The Supreme Court agreed with the city.

Justice Stevens wrote: "Promoting economic development is a traditional and long-accepted function of government. ... [T]here is no basis for exempting economic development from our traditionally broad understanding of public purpose."



But if private use is a public use, and public use is a public use, then everything is a public use -- and the Public Use Clause has no meaning. As Justice O'Connor said in her dissent: "Who among us can say she already makes the most productive or attractive use of her property? ... Under the banner of economic development, all private property is now vulnerable to being taken and transferred to another private owner, so long as it might be upgraded. ... Nothing is to prevent the state from replacing any Motel 6 with a Ritz-Carlton, any home with a shopping mall, or any farm with a factory."
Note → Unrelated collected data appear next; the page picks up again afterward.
PR #1203, opened 2019-09-05
Update data-retention.md

tristanblattmansh:
Update document truncate to 100MB


Crell:
So far you're winning the trivial PR of the month award. :smile:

Is she right? With the Public Use Clause erased, what will prevent the state from replacing any home or business with a "nicer" business? Nothing but the good intentions of back room politicians.  Seriously. According to Justice Stevens, the very cities and states condemning the land can best determine "local public needs," and their judgements are "entitled to our deference."

That's like letting the accused decide whether he's guilty.

Realistically, the result is that politically-connected developers can now use state muscle to force those of modest income to sell their homes at below market rates, while wealthy homeowners are protected by their own political clout. (I say "at below market rates," because if developers paid homeowners their asking price -- the true definition of "market rate" -- there'd be no need to condemn land, as every owner has his price.) As Justice O'Connor put it: "The government now has license to transfer property from those with fewer resources to those with more."

So it seems the times are a changin' again. Only now we're going backwards, to about 1215, when only nobles could protect their land from the king, the peasants at the mercy of both.  And ironically, it's the more "liberal" justices who are turning back the clock.